Good Sleep Reduces Risk of Dementia and Death

In Education

While many people know that persons with dementia often suffer from poor sleep quality, few know that not getting quality sleep increases the risk for the disease. Two new studies from Harvard University now show that getting enough sleep decreases your risk of getting dementia or even death.

The first study by Harvard Medical School researchers was conducted on 2,800 individuals aged 65 and above who participated in the National Health and Aging Trends Study in 2013 and 2014. The researchers compared their (participants’) self-reported sleep characteristics to their development of dementia and/or death after five years. The study found that participants who slept than 5 hours a day were more likely to develop dementia and twice as likely to die as those who get 8 to 9 hours of sleep. Results were constant across demographic characteristics, including age, race, marital status, body weight, and health conditions.

Using wider demographics

The second study included the Netherlands, Finland, and the United Kingdom, with close to 8,000 participants. Imported from a different study, they examined data revealed that sleeping for less than 6 hours from the age of 50 increases dementia risk by 30% in comparison to the normal 7 hours of sleep. The mean age of the participants in this second study was 77.

Participants in the second study were also more demographically diverse, although a substantial portion were white, educated men, and healthier than the average population.
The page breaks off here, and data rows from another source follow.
PR #267, opened 2022-12-13
feat: add replicasknative policy

romerobu:
Add a policy for setting a max amount of replicas for knative services.

1. maxScale must be defined.
2. initialScale if defined, cannot be greater than max replicas.
3. minScale if defined, cannot be greater than maxScale.
4. minScale if defined, cannot be greater than max replicas.
5. maxScale cannot be greater than max replicas.


JaydipGabani (changes requested):

artifacthub/library/general/replicasknative/1.0.0/template.yaml
```diff
@@ -0,0 +1,79 @@
...
+            to_number(replicas) < to_number(max_scale)
+            msg := sprintf("maxScale value %v cannot be greater than %v replicas", [max_scale, replicas])
+        }
+
+        violation[{"msg": msg}] {
+            replicas := input.parameters.replicas
+            service := input.review.object
+            min_scale := service.spec.template.metadata.annotations["autoscaling.knative.dev/minScale"]
+            to_number(replicas) < to_number(min_scale)
+            msg := sprintf("minScale value %v cannot be greater than %v replicas", [min_scale, replicas])
```
JaydipGabani, line 61:
```suggestion
            msg := sprintf("replicas value %v cannot be smaller than minScale value %v ", [replicas, min_scale])
```
If we are trying to define range for replicas, this may be a better wording for the message.

sozercan:
@romerobu thanks for the PR! Looks like DCO needs to be signed

PR #273, opened 2023-01-05
feat: add ability to restrict required-probes constraint to containers in pods selected by a service

ctrought:
Signed-off-by: Craig Trought <k8s@trought.ca>

Adds a parameter to restrict enforcement of the constraint to containers in pods that are selected by a service with at least one matching targetPort. For workloads that do not accept incoming traffic in pods it's common to not have readiness probes. This will allow the user to avoid generating violations for pods that do not accept incoming traffic via services. To leverage this services must be cached. This is a non-breaking change as the original implementation without caching is still supported by omitting the new parameter.

Adds a parameter to set an optional custom violation string that is appended to the standard one. I can revert this if it's not desired for the library, but we like to tailor certain violation messages with additional context so having the ability to do that in the constraint itself provides us the flexibility to do that without needing to alter the constraint template itself.

Removes the pod name from the violation message to avoid issues with expanded objects that likely won't contain a name. Seen in https://github.com/open-policy-agent/gatekeeper/issues/2485


maxsmythe:
The Rego LGTM, haven't taken a closer look at the rest yet.

@apeabody @ekitson

Here is an example of a constraint template where referential data is only needed for certain configurations.

library/general/requiredprobes/samples/must-have-probes/constraint.yaml
```diff
@@ -3,10 +3,12 @@ kind: K8sRequiredProbes
 metadata:
   name: must-have-probes
 spec:
+  enforcementAction: warn
```
apeabody, line 6: Hi @ctrought  I believe the CI is depending on the default `enforcementAction` mode which is deny.

```suggestion
```

ctrought: Oops my bad - fixed, thanks!

website/docs/requiredprobes.md
```diff
@@ -16,7 +16,17 @@ metadata:
   name: k8srequiredprobes
   annotations:
     metadata.gatekeeper.sh/title: "Required Probes"
-    metadata.gatekeeper.sh/version: 1.0.0
+    metadata.gatekeeper.sh/version: 1.1.0
```
JaydipGabani, line 19: Just out of curiosity, how are we deciding on version increments? why `1.1.0` and not `1.0.1`?

artifacthub/library/general/requiredprobes/1.1.0/samples/must-have-probes/example_disallowed.yaml
```diff
@@ -0,0 +1,30 @@
...
+  containers:
+  - name: nginx-1
+    image: nginx:1.7.9
+    ports:
+    - containerPort: 80
+    livenessProbe:
+      # tcpSocket:
+      #   port: 80
+      # initialDelaySeconds: 5
+      # periodSeconds: 10
```
JaydipGabani, line 15: nit: remove commented code if not needed

JaydipGabani (approved):

JaydipGabani:
Few nits, but otherwise LGTM

website/docs/requiredprobes.md
ctrought: I was going based off the versioning doc linked in the readme. It says minor updates include parameter changes that are backwards compatible. 

https://docs.google.com/document/u/0/d/1IYiypA-mRcdfSVfmoeyuaeG8XtA1u4GkcqH3kEkv2uw/mobilebasic

sozercan:
@ctrought thanks for the PR! Looks like there are conflicts, can you resolve when you get a chance?

Makefile
```diff
@@ -54,7 +54,6 @@ __build-gator:
 .PHONY: generate
 generate: __build-gomplate
 	$(docker) run \
-		-u $(shell id -u):$(shell id -g) \
```
apeabody, line 57: Was this causing an issue?

apeabody (approved):
Thanks for the contribution @ctrought!

@sozercan The CI is now passing

Makefile
ctrought: Sorry, accidental commit. Yes it causes problems when running with rootless podman.

https://github.com/open-policy-agent/gatekeeper/pull/2632#pullrequestreview-1349305142

apeabody:
Thanks for the contribution @ctrought - When you get a chance, I think there are just a few very minor open items above.

artifacthub/library/general/requiredprobes/1.1.0/samples/must-have-probes-on-service/example_disallowed_with_service.yaml
```diff
@@ -0,0 +1,35 @@
...
+  containers:
+  - name: nginx-1
+    image: nginx:1.7.9
+    ports:
+    - containerPort: 80
+    livenessProbe:
+      # tcpSocket:
+      #   port: 80
+      # initialDelaySeconds: 5
+      # periodSeconds: 10
```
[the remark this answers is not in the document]
ctrought: These are also commented in the original sample tests these were generated from. I believe this is to highlight the probe field is intentionally left empty and the policy still generates violations for these cases. Though it's not really necessary to keep, this is my interpretation of the original. I'm good either way, but it should be consistent I think.

https://github.com/open-policy-agent/gatekeeper-library/blob/master/library/general/requiredprobes/samples/must-have-probes/example_disallowed.yaml#L11

src/general/requiredprobes/constraint.tmpl
```diff
@@ -4,7 +4,17 @@ metadata:
   name: k8srequiredprobes
   annotations:
     metadata.gatekeeper.sh/title: "Required Probes"
-    metadata.gatekeeper.sh/version: 1.0.0
+    metadata.gatekeeper.sh/version: 1.1.0
+    metadata.gatekeeper.sh/requiresSyncData: |
```
apeabody, line 8: Hi @ctrought - This update and a rebuild should resolve the CI.

```suggestion
    metadata.gatekeeper.sh/requires-sync-data: |
```

maxsmythe (commented):
Rego code and idea LGTM (did not look at rest of PR structure, tests, etc., relying on other reviewers there)

library/general/requiredprobes/template.yaml
```diff
@@ -4,7 +4,17 @@ metadata:
   name: k8srequiredprobes
   annotations:
     metadata.gatekeeper.sh/title: "Required Probes"
-    metadata.gatekeeper.sh/version: 1.0.0
+    metadata.gatekeeper.sh/version: 1.1.0
+    metadata.gatekeeper.sh/requires-sync-data: |
```
ritazh, line 8: To clarify a bit around the UX, with the `onlyServices` parameter, it seems syncing service is optional, however does this annotation make syncing service a requirement?

maxsmythe: @apeabody this is a good question. How do we deal with conditionally referential templates? Should we just have a separate template, instead?

apeabody: Creating a separate template is an option, although I believe our goal should be to minimize the overall quantity of templates.

The current release Gatekeeper doesn't enforce `requires-sync-data`, and unmarshaling of the annotation was only added in [v3.13.0-beta.1](https://github.com/open-policy-agent/gatekeeper/releases/tag/v3.13.0-beta.1).  Depending on the roadmap, this might not be a blocker if the future plan was only to add a warning by default if the "required" sync wasn't configured in gatekeeper?

ritazh:
> To clarify a bit around the UX, with the `onlyServices` parameter, it seems syncing service is optional, however does this annotation make syncing service a requirement?

Per today's community call, the decision is to create a new template `K8sRequiredProbesWithServices` instead of bumping major version of the existing template as v1 is still valuable to maintain and should not be deprecated.

PR #289, opened 2023-01-31
chore: remove rouge space

apeabody:
Given no functional change, I didn't bump the version.  However if there is a concern we can increment the patch.


maxsmythe (approved):
LGTM

PR #1291, opened 2023-11-14
Update v4 Download checksums

rileyhgrant:
Resolves https://atgu.slack.com/archives/CNL7NA6H2/p1699945990840919

- Updates a checksum for v4 genomes.

- Adds md5 checksums to v4 SVs that have it (I don't know enough about checksums to know why some, but not all of the v4 SV VCFs have md5 checksums, since not all have it, crc32c checksums are used instead)


rileyhgrant:
Closed in favor of #1296

PR #1292, opened 2023-11-14
Handle large genes

### LINKED ISSUE #1289: Determine how to effectively serve variant data for huge genes (TTN, etc)
Currently, genes with huge amounts of variants like TTN are problematic - due to the increase in the number of total variants in v4, there are now too many variants to return before it hits our query timeout. Thus, the results never get cached, and that query can block other users queries from running while it is working.

The current stopgap solution for TTN, a common large gene, is to not load the variant table at all. There are likely other, similarly large genes that cause problems that we don't single out like TTN, and not serving the data for these is not ideal in the first place.

Some potential avenues discussed:
- As a better temporary solution, alter the variant query to filter down to loss of function and missense variants if we can tell that the list is going to be too large to effectively return in a reasonable amount of time
- Region pages handle this by running a smaller query to see how many variants exist in the region, and if it is >30,000, display a message instead (as a side note, this functionality may be broken, last I checked)
- As a long term, look at how the data is structured to try and address the underlying slowness of these large queries. Caching is treating us well, but it is likely only one part of the solution.

mattsolo1:
Adds an optional JSON cache client that can read/write to local storage or google cloud storage.

Can be configured to cache all database lookups using the `withCache` function or just specific genes in the large genes list.

The proposed configuration for production is to only use the client for TTN lookup from GCS (see: deploy/manifests/browser/base/api.deployment.yaml).

Demo: http://34.117.225.187/gene/ENSG00000155657?dataset=gnomad_r4

Resolves #1289


sjahl:
@mattsolo1 Just to make sure I'm understanding correctly, we:

- pre-compute and store the JSON in a GCS bucket
- at runtime, we check if we have the file on disk, and download if not

So, the local storage does not need to be shared between pods, and ephemeral is OK?

graphql-api/src/queries/helpers/json-cache.ts
```diff
@@ -0,0 +1,190 @@
...
+  private useCompression = false
+
+  filePathFromCacheKey(key: string): string {
+    const gzipExt = this.useCompression ? ".gz" : ""
+    const fileName = `${key.replace(/:/g, "-")}.json${gzipExt}`
+    return join(this.json_cache_path, fileName)
+  }
+
+  constructor(json_cache_path: string, compression = false) {
+    this.json_cache_path = json_cache_path
```
sjahl, line 132: This is my limited typescript experience speaking -- but I think I'm reading that we fall back to a local filepath if we're _not_ using a bucket? What happens if the json cache path variable is empty? Is it writing files in the root (`/`) directory of the container?

sjahl (commented):
Just the one inline question on what filepath we default to when not using a bucket (or, simply just wondering what exactly happens when nothing is specified).

It might be helpful to have some docs written down somewhere with information on what needs to happen when we need to invalidate the cache, unless we don't need to worry about that.

graphql-api/src/queries/helpers/json-cache.ts
mattsolo1: If `gs://` is in the file path, it will use a bucket. If not, it will use a local file path. That could probably be more clear.

Since the constructor only accepts a string (and not null/undefined), it will never be empty.

mattsolo1: I agree about the need for docs of some kind.

sjahl: OK, yeah, i'd say some docs on how to determine if the JSON cache needs invalidation and the preferred procedure to clear it would be good, but i don't feel like that needs to block merging the code

https://github.com/broadinstitute/gnomad-browser/issues/1331

PR #1294, opened 2023-11-14
restore rate limits to pre-release values

sjahl:
As discussed today, this restores the ES concurrency/rate/query cost limits to the pre-release values.


rileyhgrant (approved):
LGTM

PR #1301, opened 2023-11-16
Update Stats page to allow easy download of graphs

### LINKED ISSUE #1265: Make Stats page bar charts easily downloadable
Similar to the tables on the Stats page, it has been suggested to make the bar charts easily downloadable. This is very easy to do with the package that was added for the tables. 

Filing this issue so it doesn't get lost.

rileyhgrant:
Resolves #1265 

Adds a button to allow easy downloads of graphs on the stats page

### DIFF
--- a/browser/src/StatsPage/DownloadFigure.tsx
+++ b/browser/src/StatsPage/DownloadFigure.tsx
@@ -1,0 +1,50 @@
+import html2canvas from 'html2canvas'
+import React from 'react'
+// @ts-expect-error
+import DownloadIcon from '@fortawesome/fontawesome-free/svgs/solid/file-download.svg'
+import styled from 'styled-components'
+
+export const downloadElementAsPNG = (elementID: string): void => {
+  const figure = document.getElementById(elementID)
+
+  if (figure) {
+    html2canvas(figure).then((canvas) => {
+      const link = document.createElement('a')
+      link.download = `gnomad_${elementID}.png`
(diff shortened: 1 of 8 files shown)


mattsolo1:
Works as expected!

The download button is huge, and most visitors will not want to download anything. What do you think about adding a more subtle icon? We already have an icon package installed (font awesome). Here are some options: https://fontawesome.com/search?q=download&o=r&m=free. I was thinking maybe it would fit in the legend or next to the title (see below)?

A few other general points about the plot (not related to downloading). @sambaxter do you have feedback?

- Normally people expect graphs to have titles. Perhaps something like "Sample size across major ExAC/gnomAD releases"
- Would be cool if the year of each was release was included below the release title to emphasize the long history of the project (2014, 2016, 2019, 2023)
- There is no Y axis label... should it be "Number of samples"?
- There is a point where the text overlaps:

image

Could set the minimum width of this plot to be larger?

rileyhgrant:
Thanks for the feedback, the button is pretty huge and imposing. I'll make it more subtle and incorporate your other suggestions.

rileyhgrant:
Updated with:
- Smaller download button with icon (next to title)
- Added prop for title so all bar graphs have a title
  - id of element and download are now generated by slugifying the title of the graph
- Cleaning up: defined y axis for graphs, used same small download icon on tables, added titles to all graphs

Screenshot 2024-01-02 at 15 06 07

PR #1303, opened 2023-11-17
Zoom in/out on-click to enable faster review of STR readviz images

bw2:
This type of UI has been working well in https://github.com/broadinstitute/flipbook

### DIFF
--- a/browser/src/ShortTandemRepeatPage/ShortTandemRepeatReads.tsx
+++ b/browser/src/ShortTandemRepeatPage/ShortTandemRepeatReads.tsx
@@ -26,9 +26,10 @@ const ShortTandemRepeatReadImage = styled.img`
 
   &.zoomedIn {
     position: absolute;
-    left: 10px;
+    left: 0;
     display: block;
     cursor: zoom-out;
+    padding: 10px;
   }
 `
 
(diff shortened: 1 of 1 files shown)


mattsolo1:
Basically the reads are shown in a zoomed out fashion first making it easier to see? Makes sense.

However when the user zooms in I found it a bit nicer to have the zoomed in reads contained in a scrollable container with `overflow-x`. Why not stick with that?

Aside: I found it a bit janky when changing the min/max repeats options, the reads disappear and the user would be sent back up the page b/c there is transiently no content where the reads should be. Is it possible display a placeholder box that would prevent this jarring reflow from happening?

bw2:
I think the pros of the proposed implementation are that it prevents the side margins from eating a lot of useful screen space in the zoomed-in use case. Also, on mobile, horizontal scroll bars aren't as user friendly. Finally, it allows people to optionally use the browser's zoom settings to set a custom zoom level. 

I'm not seeing the reflow or jumpiness in the browsers I've tested on 
https://gnomad.broadinstitute.org/short-tandem-repeat/HTT?dataset=gnomad_r3
How can I reproduce this?

mattsolo1 (approved):

mattsolo1:
@bw2 feel free to squash/merge when you think this is ready.

PR #1311, opened 2023-11-20
update genes pipeline - garch38 extract transcript genes_path

ignatiusm:
It is really cool to see all the GnomAD v4 development! There was a commit last week that removed a stage from the grch38 part of the `genes` pipeline. I think there was a remnant of the old numbering scheme left in the code (it was looking for `step_6` when it had been removed). This prevents the pipeline from running.

I have changed the `genes_path` to point to `annotate_grch38_genes_step_4` (pattern matching from the grch37 approach) however this may be incorrect. You may be wanting to extract transcripts from the outputs of a different step (e.g. after reject_par_y_genes / step_5)! Please review this as I have very little understanding of the pipeline steps at the moment!

### DIFF
--- a/data-pipeline/src/data_pipeline/pipelines/genes.py
+++ b/data-pipeline/src/data_pipeline/pipelines/genes.py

The researchers also studied sleeping patterns using a wearable accelerometer that uses body movements to track sleep. Data from the accelerometer confirmed what was filled out by the participants in questionnaires.

Risk at the middle ages

The most impactful revelation by these studies is that lack of adequate sleep in midlife increases the risk for dementia. There are countless reasons for inadequate sleep at that age, including work, pressing deadlines, anxiety, stress, care-taking responsibilities, and insomnia. While most of these circumstances are unavoidable, some can be changed. For example, if you sleep a few hours because you work late, you should consider changing your timetable to avoid getting dementia by your retirement.